4C offers a variety of discretization techniques and numerical tools to its users: FEM serves as 4C’s main approach for spatial discretization, while extensions such as CutFEM (for fluid, solid, or FSI problems for example) or IGA using NURBS are available for selected problem types and applications. Time-dependent problems can be tackled with various implicit and explicit single- and multi-step methods. To enable meshtying of non-matching grids, a tool box for mortar coupling is available (with example applications in different physics, e.g., solid and contact mechanics, fluid flow, FSI, or lithium-ion cells). To support the development of physical models, constitutive laws are collected in a unified framework to enable interoperability with abstract FEM evaluation routines.
4C implements a series of single-physics modules: While problems in solid mechanics can also encompass contact conditions and multi-point constraints, structural models range from trusses over geometrically exact beam models (and beam interaction effects) to shell elements. For flow problems, 4C comes with an incompressible Navier–Stokes solver (including different turbulence models), low-Mach number flows, or two-phase flows. For biomedical applications, reduced order models for flow in arteries or airways are available alongside suitable Windkessel models. Finally, solvers for transport of scalar fields such as heat or chemical concentrations are available.

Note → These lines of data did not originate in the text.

PR #521, opened 2022-09-01
pure imports title: subtitle

### LINKED ISSUE #396: Append subtitle to title when importing Pure publications
Currently, we are importing the `subTitle` from Pure into the `secondary_title` field for `Publications`.  There seems to be a preference for this `subTitle` to be appended to the title with a colon.  So, a publication with the title: 'Math' and subtitle: 'An Interesting Subject', should be imported to the title field as 'Math: An Interesting Subject'.  The secondary title would then be left blank.

banukutlu:
Closes #396

### DIFF
--- a/app/importers/pure_publication_importer.rb
+++ b/app/importers/pure_publication_importer.rb
@@ -111,10 +111,8 @@ class PurePublicationImporter < PureImporter
   private
 
     def pub_attrs(publication)
-      subtitle = publication['subTitle'].try('[]', 'value')
-      subtitle = subtitle.present? ? ": #{subtitle}" : ''
       {
-        title: publication['title']['value'] + subtitle,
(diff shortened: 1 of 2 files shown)


app/importers/pure_publication_importer.rb
```diff
@@ -111,9 +111,11 @@ def record_type
   private
 
     def pub_attrs(publication)
+      subtitle = publication['subTitle'].try('[]', 'value')
+      subtitle = subtitle.present? ? ": #{subtitle}" : ''
```
ajkiessl, line 115: I know this is a little picky but can you refactor this into its own private method?

Otherwise, this all looks good!

banukutlu: oh yeah that makes sense, not picky at all :)

ajkiessl (approved):
Looks good!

With the intent to study multi-physics phenomena, 4C builds upon its single-field solvers to implement partitioned and monolithic multi-physics solvers for surface- and volume-coupled problems. In surface coupling, existing capabilities from the solid and structural mechanics module are coupled to incompressible fluid flow, resulting in partitioned and monolithic FSI solvers using an arbitrary Lagrangean-Eulerian (ALE) description for deforming fluid domains with scalable multi-level solvers, monolithic solvers for fixed-grid FSI based on CutFEM, or partitioned approaches for fluid-beam interaction. In volume-coupling, multi-field problems such as thermo-solid interaction (TSI), scatra-thermo interaction (STI), solid-scatra interaction (SSI), or porous media are available.